LILLIE, Mildred (1915-2002)
Posted By: Karon Velau (email)
Date: 12/18/2018 at 12:44:52
Mildred (Kluckhohn) Lillie Falcone
(January 25, 1915 – October 27, 2002)
[Information from Wikipedia and Find A Grave]
Mildred Lillie was a California judge whom President Richard Nixon seriously considered for the Supreme Court of the United States in 1971. Lillie's potential candidacy for the high court was ended by an "unqualified" rating from the American Bar Association.
Lille was born in Ida Grove, Iowa, but moved with her mother to California's San Joaquin Valley as a child following her parent's failed marriage. She worked at a local cannery during the Great Depression and later as both a cook and a floor detective at Sears to earn her tuition to law school.
Lillie obtained her undergraduate and law degrees from the University of California. She served as an Assistant United States Attorney from 1942 through 1946 and then entered the private practice of law for about two years until Republican Governor Earl Warren appointed her to the Los Angeles Municipal Court in 1947. She was next appointed to Los Angeles County Superior Court in 1949. In 1958 Lillie, a Democrat, was appointed to the Second District Court of Appeal by Republican Governor Goodwin Knight.
In 1969 President Richard Nixon nominated Clement Haynsworth for a vacancy on the United States Supreme Court created by the resignation of Abe Fortas. Haynesworth was rejected by the United States Senate. In 1970 Nixon nominated G. Harold Carswell, who also was rejected by the Senate. Nixon then nominated Harry Blackman, who was confirmed.
Nixon was shortly afterward faced with two new vacancies on the high bench due to the retirements of John Marshall Harlan and Hugo Black in 1971.
In spite of the rejections of Haynesworth and Carswell, Nixon announced that he would nominate Lillie and Hershel Friday to the high bench. Neither was well regarded. Friday was a former member of the American Bar Association House of Delegates; Lillie was then a little-known judge on an intermediate state appellate court in California. After the ABA reported both Friday and Lillie as unqualified, Nixon nominated Lewis Powell and William H. Rehnquist for the vacancies instead, and both were confirmed.

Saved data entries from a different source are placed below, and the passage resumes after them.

PR #133, opened 2021-03-29
Avoid using empty SDK API URL from env vars

norrishd:
# Description
If an empty `SDK_API_BASE_URL` environment variable is found, `seer-py` will try using that as the auth `api_url` and fail. This has caused a little trouble in testing lambdas using AWS SAM, as they export this variable as empty when the `Env` parameter isn't set - which it isn't for local testing.

This tiny change will fall back to the `f'https://sdk-{region}.seermedical.com/api'` endpoint in that case.

For example, see:
https://github.com/seermedical/seer-api-events/blob/8e74354ebc22d28d2555d8726b93392423d774e3/apps/tedsZendeskTickets/template.yaml#L72

### DIFF
--- a/seerpy/auth.py
+++ b/seerpy/auth.py
@@ -303,7 +303,7 @@ class SeerApiKeyAuth(BaseAuth):
                                                                     region)
 
         if not api_url:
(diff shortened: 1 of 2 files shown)


seerwill (approved):
LGTM

PR #134, opened 2021-04-04
Added a new graphql call to fetch >5000 segment IDs 

matias-seer:
A new function to fetch segment ids for a channel group contining more than 5000 segments. The new function 'get_segment_ids' return a dataframe containing all segment ids in the channel group.

note: an existing function, 'get_paginated_response' could be used instead to achieve a similar result. However, the new function uses the new resource schema and it will run faster than the existing function.

### DIFF
--- a/.gitignore
+++ b/.gitignore
@@ -110,3 +110,6 @@ venv.bak/
 # vscode
 .vscode
 .idea/
+
+# Pre-commit
+.pre-commit-config.yaml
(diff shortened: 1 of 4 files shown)


norrishd (dismissed):
Hooray for finally getting all the segments!

norrishd (approved):
Hooray!

norrishd (approved):

PR #135, opened 2021-04-06
Update fitbit_activity.py

EwanNurse:
Changing the function called to access to diary study data as per bug raised by Freiburg group.


dkeden (approved):

dkeden:
All good once Buildkite passes!

PR #136, opened 2021-04-09
style: Change to use query variables

norrishd:
Alter the query to use GQL query variables instead of Python string formatting.

Two minor stylistic changes: using snake_case for variable names to comply with PEP8, and slightly simplify the pagination logic.


norrishd:
@matias-seer Just read the thread with Chee Wee and John where a different query was suggested - so maybe we need to further tweak the query and then do client-side filtering to get the channel group we need? Anyway up to you if you'd like to merge this into your branch :-)

norrishd:
Went through with Matias adding these directly to `SRR8_channel_Group_segments`

PR #138, opened 2021-04-14
Retrieve all segments when getting metadata

norrishd:
# Use pagination to retrieve all metadata segments
Use pagination to retrieve all segments when getting study metadata. NB that:
- `get_paginated_response()` can't be used here because pagination is required across items within a nested list, which is not currently supported by this function
- Switching to the resource schema (with its superior pagination abilities) proved problematic for a few reasons:
  - Several fields are either missing, null, or don't have permissions set in the analogous `resource` query
  - For some complex MySQL reason, on certain studies the analogous `resource` query can take >30 seconds (even with a small `limit`), meaning `seer-py` times out
  - Modifying the query to avoid timeout requires traversing the GQL graph in a weird order that involves a) lots of redundant data retrieval and b) client-side wrangling to get it into the expected `DataFrame` format

So all things considered, including how central the metadata DF is, and how we are currently blocked in Epiminder work because of this issue, we felt a little custom pagination for this query was the least evil (at least for now).

## Bonus
Tweak `get_channel_segments()` in a few ways:
- Return an empty `DataFrame` with all the expected columns when there are no channel group segments, instead of `None`. This is more consistent with other `seer-py` methods and probably easier to handle downstream
- Simplify the JSON-normalisation logic of the channel group column
- Rename all columns so they match the names of the columns returned by the various corresponding `get_all_metadata()` methods. This allows for easier concatenation.

### DIFF
--- a/seerpy/graphql.py
+++ b/seerpy/graphql.py
@@ -78,7 +78,7 @@ def get_string_from_list_of_dicts(list_of_dicts):
 
 
 GET_STUDY_WITH_DATA = """
-    query study_with_data($study_id: String!) {
+    query study_with_data($study_id: String!, $limit: PaginationAmount, $offset: Int) {
         study (id: $study_id) {
             id
             patient {
@@ -109,7 +109,7 @@ GET_STUDY_WITH_DATA = """
                 channelGroupType {
                     id
                 }
-                segments {
+                segments(limit: $limit, offset: $offset) {
                     id
                     startTime
                     duration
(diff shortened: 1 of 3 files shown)


norrishd:
@cheewee-seer No need to review/understand this; just letting you know that we've opted for pagination using the old schema for the time being, due to the challenges we discussed in switching to the `resource` schema.

matias-seer (approved):
looks good and works through testing on Minder

PR #139, opened 2021-05-08
Retry on 500 server error raised by gql

norrishd:
The algo has somewhat randomly started getting a lot of:
`Exception: {'statusCode': 500, 'errorCode': 'SERVER_ERROR', 'message': 'Internal server error'}`

These are raised by the `gql` library that `seer-py` uses internally and IDK, maybe they originate from our GQL server? Or further downstream as rate limits from S3? Opinions vary and I'm unclear. See also https://github.com/seermedical/seer-algo/issues/113.

In any case, pretty sure `seer-py` isn't catching these or retrying, so this is a tiny change to add this as an error to retry for. In the best case maybe this will largely fix things, and at the worst, will probably just drag things out for a few minutes before an instance turns into a zombie. Probably a worthwhile first step before taking a more drastic measure like switching to S3 direct?

P.s. my `pre-commit` YAPFed a bunch of bad indentation that had crept into the file, sorry that obscures the actual meaningful change.

### DIFF
--- a/seerpy/seerpy.py
+++ b/seerpy/seerpy.py
@@ -123,14 +123,18 @@ class SeerConnect:  # pylint: disable=too-many-public-methods
         See queries in graphql.py for structure of results returned
         """
         resolvable_api_errors = [
-            '502 Server Error', '503 Server Error', '504 Server Error', 'Read timed out.',
-            'NOT_AUTHENTICATED'
+            '502 Server Error',
+            '503 Server Error',
+            '504 Server Error',
+            'Read timed out.',
+            'NOT_AUTHENTICATED',
+            'SERVER_ERROR'  # 500 server error raised by gql library
         ]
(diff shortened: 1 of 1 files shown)


seerpy/seerpy.py
```diff
@@ -217,7 +221,6 @@ def get_paginated_response(self, query_string, variable_values, limit, object_pa
         offset = variable_values.get('offset', 0)  # Try get offset from variable values if exists
         result = []
         total_items_returned = 0
-        remaining_items = 0
```
norrishd, line 220: This is always redefined in the loop before being used, so isn't needed

ronrest:
Looks good to me

ronrest (approved):
looks good to me

matias-seer (approved):
looks good

PR #140, opened 2021-05-19
Add timeout param + switch to logging module

norrishd:
## Description
Three changes to make `seer-py` play nicer with `seer-algo`:

- Add an optional `timeout` param to the auth. We've been getting LOTS of timeouts with the default value of 30 seconds (as discovered by Chee Wee, manifesting as 460 errors in the ALB.) This has been leading to algo runs crashing and having to be re-tried, so hopefully this leads to a drastic reduction in that.
- Actually sleep for a few seconds if we get a 500/502 error trying to download from S3 (there was even a comment saying we should probably do this)
- Switch to the `logging` module instead of using `print` statements. This will also help with debugging in DataDog, determining which module errors arise in and the precise timings.

## Bonus fix
- In a number of methods that recently switched to internally use `get_paginated_response`, the `offset` argument has become orphaned  - this PR threads them back through as query variables.
- Add Ronny's handy `max_items` to another 1 or 2 methods where it slots in without issue.

## Style
I also got carried away and did some linting/docstring formatting.
- At some point we changed to a line length of 100 in YAPF, so update many docstrings to reflect this
- _seerpy.py_ is now over 2000 lines long (which seems Too long to me). So to help a tiny bit, delete param explanations for methods which are just thin wrappers around another method which is documented immediately above or below
- Conversely add in some missing params for non-duplicated functions
- Remove a couple of redundant parentheses
- Fix the odd typo

### DIFF
--- a/seerpy/auth.py
+++ b/seerpy/auth.py
@@ -7,28 +7,32 @@ from collections import namedtuple
 import datetime
 import getpass
 from glob import glob
-import os
 import json
+import logging
+import os
 import random
 import time
 
 import jwt
 import requests
 
+logger = logging.getLogger(__name__)
+
 KeyFileInfo = namedtuple('KeyFileInfo', ['key_path', 'key_id', 'region', 'default'])
 
 
 def get_auth(api_key_id=None, api_key_path=None, region=None, api_url=None, seer_auth=None,
-             use_email=None, email=None, password=None):
+             use_email=None, email=None, password=None, timeout=None):
     """
-    Get the correct Auth implemetation based on passed parameters and the existence of config files.
+    Get the correct Auth implementation based on passed parameters and the existence of config
+    files.
 
     If seer_auth is passed, it will be used and other parameters will be ignored.
     If use_email is True or email or password are passed, email authentication will be used.
     If no API key or id are passed and no API key files are found, email authentication will be
     used.
     If nothing is passed and API key files exist in ~/.seerpy matching the pattern seerpy*.pem then
-    API key authentiction will be used.
+    API key authentication will be used.
     API key files can contain the following information, separated by the '.' character:
     - a default indicator 'default' to indicate to use this file as a default
     - a region string 'au', 'de', 'uk', or 'us' indicating the region to use
@@ -56,8 +60,9 @@ def get_auth(api_key_id=None, api_key_path=None, region=None, api_url=None, seer
         The email address for a user's Seer account
     password : str, optional
         The password for a user's Seer account
+    timeout: int, optional
+            Timeout for queries made using the returned auth
     """
-
     if seer_auth:
         return seer_auth
 
@@ -68,9 +73,9 @@ def get_auth(api_key_id=None, api_key_path=None, region=None, api_url=None, seer
     if ((use_email is True)
             or (use_email is None and
                 (email or password or not (api_key_id or api_key_path or pem_files)))):
-        return SeerAuth(api_url, email, password)
+        return SeerAuth(api_url, email, password, timeout=timeout)
 
-    return SeerApiKeyAuth(api_key_id, api_key_path, region, api_url)
+    return SeerApiKeyAuth(api_key_id, api_key_path, region, api_url, timeout=timeout)
 
 
 # pylint: disable=no-self-use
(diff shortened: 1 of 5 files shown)


seerpy/auth.py
```diff
@@ -275,12 +280,13 @@ def _read_cookie(self):
 
 class SeerApiKeyAuth(BaseAuth):
     """
-    Creates an authenticated connection to the Seer API using an API key. This will become the
+    Create an authenticated connection to the Seer API using an API key. This is the recommended
```
norrishd, line 283: Seems like it's been long enough?

seerpy/auth.py
```diff
@@ -394,10 +402,11 @@ def _get_part_from_filename_parts(filename_parts, possible_values, part_title):
         if len(parts) > 1:
             raise ValueError(f'Multiple {part_title}s found in key file name')
         part = parts[0]
-        filename_parts = filename_parts.remove(part)
+        filename_parts.remove(part)
```
norrishd, line 405: Nothing is done with the return value, so no point reassigning it

seerpy/seerpy.py
```diff
@@ -53,15 +50,18 @@
 from . import utils
 from . import graphql
 
+logging.basicConfig(format='%(asctime)s %(message)s', level=logging.INFO)
```
norrishd, line 53: NB this is the same logger config used throughout our Python lambdas and `seer-algo`

seerpy/seerpy.py
```diff
@@ -141,12 +142,12 @@ def execute_query(self, query_string, party_id=None, invocations=0, variable_val
             return response
         except Exception as ex:
             if invocations > 4:
-                print('Too many failed query invocations. raising error')
+                logger.error('Too many failed query invocations, raising error')
                 raise
-            error_string = str(ex)
+            error_string = repr(ex)
```
norrishd, line 147: This way means we also get the error name, which can be helpful for debugging

seerpy/seerpy.py
```diff
@@ -292,14 +284,14 @@ def pandas_flatten(parent, parent_name, child_name):
         Example
         -------
         >>> df
-           start.id                           start.nested
-        0         A  [{'key1': 5, 'key2': 6}, {'key1': 7}]
-        1         B                          [{'key2': 8}]
+           top.id                              top.nested
```
norrishd, line 287: The example was wrong (I think my bad for way back)

seerpy/auth.py
```diff
@@ -320,6 +327,7 @@ def _get_parameters(self, api_key_id, api_key_path, region):
             raise ValueError('No API key file available')
 
         api_key_file = None
+        api_key_files = []
```
matias-seer, line 330: not that it is a problem, but why does this need to be initialised here?

matias-seer (dismissed):
LGTM

seerpy/seerpy.py
```diff
@@ -2031,14 +1942,10 @@ def get_study_ids_in_study_cohort(self, study_cohort_id, limit=200, offset=0, ma
...
         """
-        variable_values = {'study_cohort_id': study_cohort_id}
-        results = self.get_paginated_response(
-            graphql.GET_STUDY_IDS_IN_STUDY_COHORT_PAGED,
-            variable_values,
-            limit,
-            ['studyCohort', 'studies'],
-            max_items=max_items,
-        )
+        variable_values = {'study_cohort_id': study_cohort_id, 'offset': offset}
```
seerwill, line 1945: If this is fixing a bug should it be in its own PR?

seerpy/seerpy.py
```diff
@@ -2126,7 +2032,7 @@ def get_user_ids_in_user_cohort(self, user_cohort_id, limit=200, offset=0, max_i
         user_ids : list of str
             User IDs that are in the cohort
         """
-        variable_values = {'user_cohort_id': user_cohort_id}
+        variable_values = {'user_cohort_id': user_cohort_id, 'offset': offset}
```
seerwill, line 2035: As above - I feel like this should be in a separate PR if its addressing a bug.

seerwill (commented):
There are some unrelated changes attached i.e. offset changes, documentation, sleep etc which I think might have been better in a separate PR? Otherwise looks good to me.

There are some places where we use a custom `Auth`, however I can't spot any issues that might arise from these changes.

seerpy/seerpy.py
norrishd: Thanks for the feedback about the custom `Auth` @seerwill, my main worry was causing problems anywhere else by adding the timeout option.

I'll delete the `offset` fixes from this PR if you want them separate.

matias-seer (approved):
LGTM

PR #664, opened 2020-12-16
Fix memoization of resolve_own_names

raph-amiard:


extensions/analysis/implem_decls
```diff
@@ -0,0 +1,12 @@
...
+    Rebindings    : Env_Rebindings;
+    Return_Value  : Boolean;
+end record;
+
+package Nameres_Maps is new Ada.Containers.Hashed_Maps
+  (Key_Type => Bare_Ada_Node,
+   Element_Type => Resolution_Val,
+   Hash => Hash,
+   Equivalent_Keys => "=",
+   "=" => "=");
```
pmderodat, line 12: Please align arrows

extensions/src/libadalang-implementation-extensions.adb
```diff
@@ -650,4 +654,45 @@ package body Libadalang.Implementation.Extensions is
...
+      use Nameres_Maps;
+   begin
+
+      --  There was already resolution for this node, and it's the same
+      --  rebindings, and the cache key is still fresh: just return
+      --  existing result.
+
+      if Nameres_Maps.Has_Element (C)
+        and then Element (C).Cache_Version >= Node.Unit.Context.Cache_Version
+        and then Nameres_Maps.Element (C).Rebindings = E_Info.Rebindings
```
pmderodat, line 680: Just in case: can it be a problem if we reuse resolution results while the rebindings are the same, but not the node metadata?

raph-amiard: No, that's why I discriminated on rebindings, not node metadata

pmderodat (approved):

PR #679, opened 2021-01-20
Work on case insensitivity

pmderodat:


raph-amiard (approved):

raph-amiard:
I think it's "case insensitivity" ;)

PR #681, opened 2021-01-21
Fix GitHub Action for build binaries.

reznikmm:
Make `gprinstall --uninstall` optional, because the install dir is
cached, so gnatcoll/gpr could be uninstalled.

Drop extra spaces.


pmderodat (approved):

pmderodat:
Thanks for the fix, Maxim.

Could you open PRs from your fork instead of pushing branches in the upstream repository in the future? Thanks in advance!

PR #682, opened 2021-01-27
manage.py: add generate args to customize version number and build date

pmderodat:


raph-amiard:
Why is that in LAL and not in langkit ? Seems generally useful

pmderodat:
Because @senier (correct me if I’m wrong) needs the version to be included in sources (i.e. determined in the sources tracked by version control), whereas we (LAL) want it to be determined at code generation time (to be whatever the current release build/build date that comes from the environment).

senier:
> Because @senier (correct me if I’m wrong) needs the version to be included in sources (i.e. determined in the sources tracked by version control),

Thinking about it, the version could also be kept in the setup.py or Makefile which are under version control and passed to the code generation process. My feeling, though, is that it would be nicer to have the version close to the parser definition.

pmderodat:
Thanks for the feedback! Hm… would having both the CompileCtx-level settings suggested in https://github.com/AdaCore/langkit/pull/468 plus the `--version`/`--build-date` arguments available, and make the latters override (when present) the formers be okay for both of you? (so that all this logic is built in Langkit)

senier:
> Thanks for the feedback! Hm… would having both the CompileCtx-level settings suggested in [AdaCore/langkit#468](https://github.com/AdaCore/langkit/pull/468) plus the `--version`/`--build-date` arguments available, and make the latters override (when present) the formers be okay for both of you? (so that all this logic is built in Langkit)

I think this flexibility would be great! I just wonder whether the version should be replaced silently - I can't think of a use case where you set the version in the context and subsequently overwrite on the command line. Maybe the CLI should fail when the version is set already in the context?

pmderodat:
This PR has been obsoleted by AdaCore/langkit#468, so closing it.

PR #695, opened 2021-02-19
U219-050 fix memory corruption in OCaml binding for auto_provider

yakobowski:
The C strings allocated to represent the list of files in the project
were garbage-collected too aggressively by the GC, resulting in memory
corruption. Switch to a version of the code where we keep more GC roots.

Also explicitly set the last element of the array passed to LAL
to NULL. It is not clear this was done implicitly by Ctypes.

### DIFF
--- a/extensions/ocaml_api/unit_providers/module_struct
+++ b/extensions/ocaml_api/unit_providers/module_struct
@@ -57,13 +57,21 @@
 
   let create_auto_provider =
     foreign ~from:c_lib "${capi.get_name("create_auto_provider")}"
-      (ptr string @-> string @-> raisable c_type)
+      (ptr (ptr char) @-> string @-> raisable c_type)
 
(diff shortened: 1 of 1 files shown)


extensions/ocaml_api/unit_providers/module_struct
```diff
@@ -56,14 +56,22 @@
       wrap result
 
   let create_auto_provider =
-    foreign ~from:c_lib "${capi.get_name("create_auto_provider")}"
-      (ptr string @-> string @-> raisable c_type)
+    foreign ~from:c_lib "${capi.get_name("create_auto_provider")}"
```
pmderodat, line 59: Could you remove the trailing whitespaces?

pmderodat (changes requested):

pmderodat (approved):

PR #697, opened 2021-02-24
TC18-015: Fix nameres of fully qualified name for local variable.

Roldak:


ada/ast.py
```diff
@@ -11507,7 +11507,7 @@ def env_elements_baseid():
         # expressions in the baseid env_elements. We should solve that.
```
raph-amiard, line 11507: No entry file ?

raph-amiard (changes requested):

raph-amiard (approved):

PR #709, opened 2021-03-30
U324-040: Adapt lookup cache configuration in nameres

raph-amiard:
To account for corresponding changes in langkit


pmderodat (commented):
LGTM with the minor reformatting

pmderodat (approved):

PR #713, opened 2021-04-02
Make prod builds of libadalang-implementation.adb faster

pmderodat:


extensions/prod_additional_flags
```diff
@@ -2,3 +2,13 @@
 
 for Switches ("libadalang-unit_files.adb") use
    Common_Ada_Cargs & Manual_Ada_Cargs & ("-O1");
+
+--  Code for properties are just too big, which leads GCC to print:
+--
+--  libadalang-implementation.adb:[...] note: variable tracking size limit
+--     exceeded with '-fvar-tracking-assignments', retrying without
+--
+--  Disabling var-tracking from the start saves compilation time (2min50 down
```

Widowed from her first husband, Cameron Lillie, Lillie remarried A.V. Falcone, a leading figure in the Los Angeles area Catholic Church. In part due to their charitable endeavors, Lillie earned an appointment as a Papal Dame. The Los Angeles County Law Library is named after Lillie.
Lillie remained on the Second District Court of Appeal long after she was considered for the U.S. Supreme Court, until she died of cancer in 2002 at the age of 87. At her death, Lillie held the distinction in California of serving the longest as an appellate judge (44 years) and judicial officer (56 years), ending a career which saw her become the youngest judge assigned to sit in criminal court in Los Angeles County. Lillie lived to see Sandra Day O'Connor become the first female U.S. Supreme Court Justice in 1981.
[Find A Grave, Holy Cross Cemetery, Los Angeles County, CA, shows that in 1947 Mildred Kluckhohn married Cameron Leo Lillie (1907-1959). After Cameron's death, Mildred married Alfredo Victor Falcone in 1966. Both Mildred and Victor are buried in Holy Cross Cemetery as well as Mildred's mother, Florence Kluckhohn (1879-1968).]